Era la sera che avevamo prefissato per il drive-in, evento che aveva suscitato interesse fra gli abitanti di Worcester. Alcuni erano venuti a chiederci a che ora sarebbe iniziata la proiezione, altri volevano sapere quale fosse il film scelto... Il tutto, però, fu rimandato a causa del maltempo.

Io avevo aspettato quel giorno trepidante, e il cielo plumbeo sopra le nostre teste aveva deciso di ostacolare ogni piano. Nemmeno quella sera avremmo visto il Kenmore riprendere vita, rinascere dalle sue stesse ceneri.
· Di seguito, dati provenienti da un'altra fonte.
PR #2220, opened 2024-07-10
feat: add debounce rate prop to combobox

moro256:
Add prop to combobox to allow changing its debounce rate


packages/core/src/components/Combobox/Combobox.tsx
```diff
@@ -151,7 +152,8 @@ const Combobox: React.FC<ComboboxProps> & {
       maxOptionsWithoutScroll,
       defaultFilter: defaultFilterValue = "",
       searchInputAriaLabel = "Search for content",
-      "data-testid": dataTestId
+      "data-testid": dataTestId,
+      debounceRate = 400
```
talkor, line 156: Let's remove the default value as it gets if from the Search component

talkor (approved):
Thanks!

PR #2221, opened 2024-07-10
feat(textField): Add option for tooltip on icon

rivka-ungar:
https://monday.monday.com/boards/3532714909/views/80492480/pulses/6965420722

Added an option for displaying a tooltip on the icon, regardless if it is clickable or not.

Screenshot 2024-07-15 at 13 37 42


packages/core/src/components/LegacySearch/LegacySearch.tsx
```diff
@@ -113,6 +113,7 @@ const LegacySearch: VibeComponent<SearchProps, unknown> & {
         role="search"
         loading={loading}
         underline={type === SearchType.UNDERLINE}
+        iconsNames={iconNames}
```
YossiSaadi, line 116: remove the eslint for unused var at [line 78](https://github.com/mondaycom/vibe/pull/2221/files#diff-f06badecccb1655de11b529c2bad5b3f9d88fe48331bb3f3857dbe8588583818R79)
also, should remove the `layout` from the Search fields now, right?

YossiSaadi: or is it cool that it is the way it is right now and it is ok to leave it?

packages/core/src/components/TextField/TextField.module.scss
```diff
@@ -111,6 +111,23 @@
...
 }
 
+.textField .inputWrapper .tooltipContainer {
+  position: absolute;
+  top: 50%;
+  right: 0;
+  width: 32px;
+  height: 20px;
+  transform: translateY(-50%);
+}
```
YossiSaadi, line 121: 🙃
We'll deprecate this TextField one day 🤞🏼

packages/core/src/components/TextField/__tests__/__snapshots__/TextField.snapshot.test.js.snap
```diff
@@ -37,6 +37,7 @@ exports[`TextField renders correctly when disabled 1`] = `
         value=""
       />
       <div
+        aria-label=""
```
YossiSaadi, line 40: it sound like the prop should be `undefined` if aria-label is empty, isn't it? and then the snapshots won't get an empty string aria label (and maybe in general it is better)

packages/core/src/components/TextField/TextField.tsx
```diff
@@ -100,6 +101,8 @@ export interface TextFieldProps extends VibeComponentProps {
    * When true, component is controlled by an external state
    */
   controlled?: boolean;
+  iconTooltipContent?: string;
+  secondaryTooltipContent?: string;
```
YossiSaadi, line 105: those are maybe problematic (the usage of them)
does the tooltip necessarily needs to be empty if not passed this prop? we should be backwards compatible and have the tooltip show the label, no?

YossiSaadi (commented):
Seems cool by me, awesome work!
I had some questions regarding the snapshots result and the usage of the new props which a bit worries me about backward compatibility

packages/core/src/components/LegacySearch/LegacySearch.tsx
rivka-ungar: It would be a breaking change to remove the `layout` now, no?

packages/core/src/components/TextField/TextField.module.scss
rivka-ungar: Hopefully sooner than later

packages/core/src/components/TextField/TextField.tsx
rivka-ungar: The tooltip was only added now, it didn't exist in this component before, we should add it to display the label?

packages/core/src/components/LegacySearch/LegacySearch.tsx
YossiSaadi: meant in `SearchDefaultIconNames` but on 2nd thought it is gonna be removed soon with the entire Search component, so no rush on that one

YossiSaadi: meant in `SearchDefaultIconNames` but on 2nd thought it is gonna be removed soon with the entire `LegacySearch` component, so no rush on that one

packages/core/src/components/TextField/TextField.tsx
YossiSaadi: but the behavior before existed

we do have tooltips today, aren't we?

YossiSaadi: clarifyied on DM, didn't recalled we did not had tooltips up until today on TextField 🫠

packages/core/src/components/TextField/__tests__/__snapshots__/TextField.snapshot.test.js.snap
```diff
@@ -338,7 +356,9 @@ exports[`TextField renders correctly with another type 1`] = `
         onMouseLeave={[Function]}
         role="button"
         tabIndex={-1}
-      />
+      >
+
```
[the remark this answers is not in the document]
rivka-ungar: I added an accidental space in the code, fixed now

packages/core/src/components/TextField/__tests__/__snapshots__/TextField.snapshot.test.js.snap
rivka-ungar: Fixed

packages/core/src/components/TextField/__tests__/__snapshots__/TextField.snapshot.test.js.snap
```diff
@@ -57,7 +59,9 @@ exports[`TextField renders correctly when disabled 1`] = `
...
```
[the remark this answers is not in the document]
rivka-ungar: Done

packages/core/src/components/TextField/__tests__/__snapshots__/TextField.snapshot.test.js.snap
```diff
@@ -1510,7 +1510,7 @@ exports[`TextField renders correctly with value 1`] = `
         onMouseEnter={[Function]}
         onMouseLeave={[Function]}
         role="button"
-        tabIndex={-1}
```
YossiSaadi, line 1513: is that on purpose?

YossiSaadi (approved):

packages/core/src/components/TextField/__tests__/__snapshots__/TextField.snapshot.test.js.snap
rivka-ungar: Fixed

Il locale era silenzioso, fatta eccezione per il signor Rogers che sedeva in un angolo, intento a consumare la sua solita cena.
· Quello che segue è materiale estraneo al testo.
PR #2227, opened 2024-07-14
feat(icons): Add Item Height Double Icon

rivka-ungar:
https://monday.monday.com/boards/3532714909/views/80492480/pulses/7020616472


talkor (approved):

packages/style/src/Icons/iconsMetaData.js
```diff
@@ -4,6 +4,13 @@ const VIEW = "View";
 export const iconsMetaData = [
   // DO NOT REMOVE THIS FOLLOWING LINE!
   // plop_marker:icon_metadata
+  {
+      name: "Item Height Double",
```
talkor, line 8: The name should be without spaces @rivka-ungar

PR #743, opened 2015-12-10
standardize logging level for source configs

skippy:
I've found the in_forward standard of logging, at startup, where it is
expecting incoming msgs to be very helpful.


repeatedly:
Good catch!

Come se non fosse bastato, avevo trascorso quelle ultime ore con la sensazione che tutto fosse nella posizione perfetta per infastidirmi. Ero più nervosa del solito; l'uniforme da cameriera era stretta, l'etichetta mi causava prurito sul retro del collo. Sembrava che i pianeti si fossero allineati per mandarmi al lavoro di malumore. In realtà, non era nulla di così grande a gravare sul modo in cui mi sentivo: erano solo i miei ricorrenti problemi femminili di cui Lewis rideva ogni mese.

«Andiamo, dolcezza, si tratta solo di rimandare la serata alla settimana prossima, viste le previsioni. Non è la fine del mondo» ridacchiò proprio il mio migliore amico.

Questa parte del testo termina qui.